Agreed. I want to see how Shaq attacks that defense. During that road trip the Hornets and the Suns showed him that defense and Shaq was pretty ineffective. But Shaq has been great these last 3 games and looks to be getting healthier. I hope he destroys that small Pheonix frontcourt.


----------



## BlackNRed (Feb 9, 2005)

Lets go Heat we can knock these fools off. They are gonna try and run us up and down the court again, can't let that happen again. If we keep it a half court game which I think we can, we can win.


----------



## -33- (Aug 6, 2002)

2 fouls on Shaq 1/2 way through the 1st.......what's new


----------



## Kekai (Jan 12, 2005)

Blowout by 15 Suns


----------



## reHEATed (Jun 29, 2003)

no jwill again


----------



## Kekai (Jan 12, 2005)

no amare again


----------



## reHEATed (Jun 29, 2003)

Kekai said:


> no amare again


and thats news?

my post wasnt responding to yours, just saying Jwill was out as he has been in and out of the lineup all season and the injury to him is a concern


----------



## Kekai (Jan 12, 2005)

yea mines too just pointing it out it sucks


----------



## -33- (Aug 6, 2002)

If the Heat don't control the pace of the game, we lose....it's that simple against Phoenix.

I could care less, I said the same thing about them last game....They don't mean anything to me or the Heat, b/c they won't make it out of the West (not saying we WILL make it out of the East either). They don't play D, and that doesn't work in the playoffs, the Spurs will roll over them in 6 games. Sorta like Seattle owned us last year b/c they controlled the pace, we just don't match up with them if we don't control the pace.


----------



## -33- (Aug 6, 2002)

Fitch in the game! :clap: :clap: :clap:


----------



## -33- (Aug 6, 2002)

End of the 1st

Phoenix 30
Miami 20


----------



## BlackNRed (Feb 9, 2005)

Holy hell, how bad does Toine suck?


----------



## -33- (Aug 6, 2002)

Toine getting booed........maybe he'll try to find some basketball game again so he can enjoy home games


----------



## DemonaL (Aug 24, 2005)

OMG YOU SAW THAT 3 Pointer?! HE TOTALLY AIRBALLED IT, that wasnt even close! HE WAS TOTALLY OPEN!


----------



## DBurks2818 (May 18, 2005)

They totally deserved to be booed at the end of the half. There were some questionable calls, but for the most part Miami doesn't deserve this one right now. Phoenix is playing like the team that got killed in the 1st matchup.


----------



## Dwyane Wade (Oct 12, 2004)

Toine really hasnt had a good game in a big game so far this year, his best game was prob against SA in a big game...So how many times did last years Heat team get booed by their home crowd?


----------



## sic_D (May 5, 2005)

I hope Antoine Walker has a season ending injury.

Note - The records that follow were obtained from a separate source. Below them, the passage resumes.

PR #1164, opened 2024-06-10
fix: Removing t0 alias from column name, while getting schema from query. Adding Integration test for Hive Custom-Query

### LINKED ISSUE #1162: custom-query validations broken on Hive backend
When running custom-query column or row validations, the query generated is invalid. It appends a "t0" prefix to the column names which creates an invalid query. 

Command to reproduce: 
```
data-validation -v validate custom-query column -sc hive -tc hive -sq "select id, name as count_name from default.mascot" -tq "select id, name as count_name from default.mascot"
```

Query generated:
```
SELECT count(1) AS `count`
FROM (
  SELECT t1.`t0.id`, t1.`t0.name`
  FROM (
    select id, name from default.mascot
  ) t1
) t0
```

Error: `impala.error.HiveServer2Error: Error while compiling statement: FAILED: SemanticException [Error 10002]: Line 3:12 Invalid column reference 't0.id'`

We should add a custom query integration test for Hive as part of this PR.

piyushsarraf:
This PR does following: 

- Adding integration test for Hive Custom-Query validation. 
- Fixes the t0 alias issue, while generating schema from custom query, issue pointed in #1162 

Closes #1162

### DIFF
--- a/tests/system/data_sources/test_hive.py
+++ b/tests/system/data_sources/test_hive.py
@@ -339,3 +339,28 @@ def test_row_validation_binary_pk_to_bigquery():
     )
     df = run_test_from_cli_args(args)
     binary_key_assertions(df)
+
+
+@mock.patch(
+    "data_validation.state_manager.StateManager.get_connection_config",
+    new=mock_get_connection_config,
+)
+def test_custom_query_validation_core_types():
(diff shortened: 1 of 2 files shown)


nehanene15 (approved):
LGTM!

PR #1166, opened 2024-06-10
feat: Support `--trim-string-pks` flag for padded string semantics

### LINKED ISSUE #1151: Bug: String primary keys between Teradata and BigQuery are not matching
When a character primary key is used in a Teradata vs BigQuery row validation, the keys do not match. The output table shows trailing whitespaces in the keys from Teradata even though those whitespaces are not present in the Teradata table.

The same error persists when using composite primary keys that contain at least one CHAR typed column.

nehanene15:
Closes #1151 

- Supports flag `--trim-string-pks` intended for use when one engine uses padded string semantics (e.g. CHAR(n)) and the other does not (e.g. VARCHAR(n)).
- Supports random row with trim added
- When flag is provided, an RTRIM() is added on the PKs.


tests/system/data_sources/test_mysql.py
```diff
@@ -356,6 +357,35 @@ def test_row_validation_binary_pk_to_bigquery():
...
+@mock.patch(
+    "data_validation.state_manager.StateManager.get_connection_config",
+    new=mock_get_connection_config,
+)
+def test_row_validation_char_pk_to_bigquery():
+    """MySQL to BigQuery dvt_char_id row validation.
+    This is testing CHAR primary key join columns.
+    Includes random row filter test.
+
+    Note that this test will fail unless PAD_CHAR_TO_FULL_LENGTH SQL mode is enabled.
```
nehanene15, line 370: This test isn't working since we don't enable PAD_CHAR_TO_FULL_LENGTH SQL mode. @nj1973 we may have to skip this test for now...

tests/system/data_sources/test_teradata.py
```diff
@@ -477,6 +478,62 @@ def test_row_validation_binary_pk_to_bigquery():
...
+        [
+            "validate",
+            "row",
+            "-sc=td-conn",
+            "-tc=bq-conn",
+            "-tbls=udf.dvt_char_id=pso_data_validator.dvt_char_id",
+            "--primary-keys=id",
+            "--hash=id,other_data",
+            "--use-random-row",
+            "--random-row-batch-size=5",
```
nehanene15: I did add support for trimming the PKs within random row when the `-tsp` flag is present. This should only be used when the destination is VARCHAR and source is CHAR. 

Random rows are applied at the inner-most level so adding doing random row validation with BQ padded columns is not possible. For this reason, I think we should remove the random row from this test.

tests/system/data_sources/test_mysql.py
nj1973: Agreed, thanks

tests/system/data_sources/test_teradata.py
nj1973: Agreed, thanks

nj1973 (approved):
LGTM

In fact career ending injury would be better. What an idiot :curse:


----------



## DBurks2818 (May 18, 2005)

Walker hurt the team, yes, but a big part of the deficit was the fact that Miami couldn't hit an open shot. 

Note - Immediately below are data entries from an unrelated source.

PR #1173, opened 2024-06-19
test: Add unicode character tests

nj1973:
Add row integrations tests for a wider set of characters than standard test data, e.g. data with accents.

For most SQL engines the test is a hash comparison.

For Teradata the hashing UDF does not accept unicode values and therefore that test is based on concat output.

I've skipped the MySQL test because unicode characters are being dropped:
```
FR LYXFJDER vs FÖR LYXFJÄDER
```


nehanene15 (approved):
LGTM!

PR #1176, opened 2024-06-21
docs: Tweaks to Cloud Functions sample

### LINKED ISSUE #1175: Sample Cloud Functions tweaks
While testing this sample I made a few tweaks.

nj1973:
While testing this sample I needed to increase memory limit to be able to run the function. So I made a couple of other tweaks at the same time.

I did contemplate switching the example to gen2 which only requires addition of `--gen2` flag and change of format for `--memory` value. But wasn't sure if we wanted to do this or not.


nehanene15 (approved):
LGTM, this is great! I think updating to gen2 would be a good idea to be prescriptive.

I also wish they'd just stop helping on Nash and freeing up shooters. They're getting killed by the drive-and-dish.


----------



## sic_D (May 5, 2005)

Shaq has 3 fouls. those were setting up screens or reach ins. Antoine has 1 foul, he could have made himself useful and at least got the fouls instead of shaq.

and did i mention Antoine cant play defense at all.


----------



## maswe12 (Feb 23, 2005)

This team isnt good. Everyone can point to Toine...because he is predictably bad...but what about udonis. He isnt being guarded and he is 4 of 10. I dont think this team as it is will ever step it up Its a bunch of old guys and D Wade. Jwill has been great, but Id be shocked if he even dresses after March. Aside from Wade and maybe Dorell, this team has less athletes than an over 40 team at the YMCA. 

Another telling stat Nash has 10 assists while we have 8 as a team. Wade needs to pick it up (0 assists) but its hard to pass to guys when everyone just sits and watches him once he gets the ball.


----------



## sic_D (May 5, 2005)

maswe12 said:


> Its a bunch of old guys and D Wade.


Agree with that


----------



## Dissonance (Jul 21, 2004)

Shaq_Diesel said:


> If the Heat don't control the pace of the game, we lose....it's that simple against Phoenix.
> 
> I could care less, I said the same thing about them last game....They don't mean anything to me or the Heat, b/c they won't make it out of the West (not saying we WILL make it out of the East either). They don't play D, and that doesn't work in the playoffs, the Spurs will roll over them in 6 games. Sorta like Seattle owned us last year b/c they controlled the pace, we just don't match up with them if we don't control the pace.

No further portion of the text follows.